“As he was passing by, he saw a man blind from birth… ‘Go,’ he told him, ‘and wash in the pool of Siloam’ (which means ‘sent’). So he left, washed, and came back seeing.”
-John 9:1, 7 HCSB
I wear contacts (or glasses when my contacts refuse to cooperate), but I’m not blind. At least not physically. I do sometimes feel blind, though. I would venture a guess that one of the most common wishes people have is to know what’s coming. In Christianity, that means what “now” is leading up to. What’ve you got up your sleeve, God? What’s on the horizon? Why is this happening? It can be from an optimistic perspective, or it can be from the depths of depression, but one thing is certain: we always want to know what’s next; how to get from “here” to “there.”

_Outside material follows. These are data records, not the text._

PR #381, opened 2021-11-11
Pulsar: Workaround an ordering bug in the Pulsar client

lhotari:
- see https://github.com/apache/pulsar/pull/12456 for details about the Pulsar client ordering bug.
  - the bug applies to the use of receiveAsync and the workaround
    is to avoid the use of receiveAsync until the fix is included in the client
- receiveAsync was introduced previously to workaround the bug https://github.com/apache/pulsar/issues/9921
  - that issue isn't critical


jshook (commented):
LGTM

PR #385, opened 2021-11-18
add support for scenarios from an http service

tjake:


engine-cli/src/test/java/io/nosqlbench/engine/cli/NBCLIScenarioParserTest.java
```diff
@@ -125,6 +125,16 @@ public void testThatFullyQualifiedScenarioFilesAreSupported() {
         assertThat(cmds.size()).isGreaterThan(0);
     }
 
+    @Test
+    public void testThatScenarioUrlsAreSupported() {
+        //TODO: This might change?
+        String urlScenario = "https://gist.githubusercontent.com/tjake/0106848762e078f0ef886c1a097b3433/raw/4302fd0ab2d34bd088d973cdd52ed7711782f757/scenario-test.yaml?foo=bar";
+
```
jshook, line 132: It would be better to have this point at the project repo rather than a gist.

jshook (approved):
As long as the other NBIO tests are happy with this, I think it's good.

PR #387, opened 2021-11-25
fix http driver default scenarios

XN137:
in https://github.com/nosqlbench/nosqlbench/pull/306 we seem to have forgotten to update the default scenrios accordingly

(schemas are now created by http POST)

wondering: 
could the build add some validation of these values to prevent similar errors in the future?

could statements have more static checks around driver compatiblity?
for example some statement definitions could require a driver of the "http" family... others from the "cql" family.
As is you get a weird looking runtime error if specifying the wrong driver i think.

### DIFF
--- a/driver-http/src/main/resources/activities/baselines/http-rest-keyvalue.yaml
+++ b/driver-http/src/main/resources/activities/baselines/http-rest-keyvalue.yaml
@@ -7,7 +7,7 @@ description: |
 
 scenarios:
   default:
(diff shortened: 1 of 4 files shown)


jshook (commented):
LGTM,

On the request to have more validation around op compatibility, I think we should try. However, there is not yet a mechanism which would allow this to be done as a separate "type checking" action. Consider for example that the stdout activity works with *all* statement forms, and there is no set of rules that can determine between a syntax error and an incompatible choice of driver (yet?)

PR #390, opened 2021-12-08
[Pulsar] Add way to calculate end-to-end operation latency from event time or message property

lhotari:
When testing Pulsar Functions end-to-end latency, it is necessary to be able to calculate the end-to-end latency metrics for the complete end-to-end operation.

This PR adds support for calculating the end-to-end operation latency from either
* message publish time (default when using optype of `ec2-msg-proc-consume`)
* message event time
* message property called "e2e_starting_time" (milliseconds since epoch)

The calculation method should be specified in the `e2e_starting_time_source` document level parameter.
When `e2e_starting_time_source` is set, it configures the end-to-end starting time source. The supported values:
* `message_publish_time` 
* `message_event_time` 
* `message_property_e2e_starting_time`

Pulsar Functions copy the properties from the incoming message by default. This makes `message_property_e2e_starting_time` suitable for calculating end-to-end operation latency for chained Pulsar Functions where one incoming message maps exactly to one output message.

### DIFF
--- a/driver-pulsar/src/main/java/io/nosqlbench/driver/pulsar/ops/EndToEndStartingTimeSource.java
+++ b/driver-pulsar/src/main/java/io/nosqlbench/driver/pulsar/ops/EndToEndStartingTimeSource.java
@@ -1,0 +1,8 @@
+package io.nosqlbench.driver.pulsar.ops;
+
+public enum EndToEndStartingTimeSource {
+    NONE, // no end-to-end latency calculation
+    MESSAGE_PUBLISH_TIME, // use message publish timestamp
+    MESSAGE_EVENT_TIME, // use message event timestamp
+    MESSAGE_PROPERTY_E2E_STARTING_TIME // use message property called "e2e_starting_time" as the timestamp
+}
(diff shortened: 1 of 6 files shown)


yabinmeng:
@lhotari LGTM.  Can you please update README? In particular, section 3.2 and chapter 8? Thank you!

jshook (commented):
@lhotari please review the previous changes which added payloadRttFieldFunc to see if these are doing practically the same thing. If so, adding this change would mean we have *three* different ways to calculate some form of end-to-end RTT. I'd prefer we not duplicate functionality on this if it is the same intent.

lhotari:
> @lhotari LGTM. Can you please update README? In particular, section 3.2 and chapter 8? Thank you!

@yabinmeng I've added docs to section 3.2.

lhotari:
> @lhotari please review the previous changes which added payloadRttFieldFunc to see if these are doing practically the same thing. If so, adding this change would mean we have _three_ different ways to calculate some form of end-to-end RTT. I'd prefer we not duplicate functionality on this if it is the same intent.

`payloadRttFieldFunc` is different. It takes the time source for calculating the end-to-end latency from the payload. 

I don't see three different ways for calculating some form of end-to-end RTT. I think there's only two: the one in this PR that uses the `e2e_msg_latency` histogram and the payloadRttFieldFunc feature which added the `payload_rtt` histogram. I agree that it's not optimal that there are multiple ways for calculating end-to-end RTT. Perhaps some further unification could be made in the future. 

This PR improves the existing `e2e_msg_latency` histogram solution so that it is no more tied to using `optype` of `ec2-msg-proc-consume` . This PR introduces a concept of "end-to-end operation starting time source" so that various use cases can be supported while continuing to use the `e2e_msg_latency` histogram.

/cc @mfleming @kijanowski

jshook (approved):
Merging for an early release tomorrow

PR #403, opened 2022-01-14
Remove extraneous System.out.println statement

pingtimeout:
It was probably committed by accident


jshook (approved):
yes, thanks for fixing this!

You might not even need glasses or contacts at all, but I’m certain that you’ve felt blind at times too. When I read verses like Psalm 119:105—”Your word is a lamp to my feet, and a light to my path”—or Jeremiah 29:11—”I know the plans I have for you”—I am prone to frustration! If God KNOWS, then why doesn’t he SHARE? Why do I so often feel that I can’t see a thing in front of me?
I am finding out more and more that he does share. Frequently. The problem isn’t with him (it never is), it’s with me and my lousy perspective. While he may not tell me the future, God is always more than willing to explain the purpose of the present through the Holy Spirit and his Word, and it’s in this passage from John 9 that helped me to start tuning in to the right spiritual frequencies. This guy has been blind from birth, and Jesus puts some mud on his eyes and tells him to wash in the pool of Siloam, which is the Hebrew word for “sent.” As I read this a couple of weeks ago, I realized something: that’s how spiritual blindness is healed, too. Healing of spiritual blindness is found in washing ourselves with being sent. We begin to “see” as we cleanse ourselves with the mission Jesus saved us for.
All of a sudden, every problem made sense. The people that were the most bothersome to me became my greatest opportunities to grow in love. The people that weren’t living by God’s grace and guidance became my highest-priority mission field. Think about it; let the Holy Spirit wash your eyes in your “sent-ness.” There’s a purpose that Jesus saved us to; everything comes into focus when we look through the lens of our divine destiny. We function most effectively and operate most clearly when we look to God’s desire for our lives. And without God’s purpose at the front of our minds, we are blind to all the opportunity he lays before us.
The best part of this story? He came back seeing. That’s what I want! I want to come back from being washed with restored vision. I just have to take my “mission shower,” and start living with the revelation that I am an ambassador; a representative. I am sent. And that brings both the purpose of the present and the function of the future into perfect focus.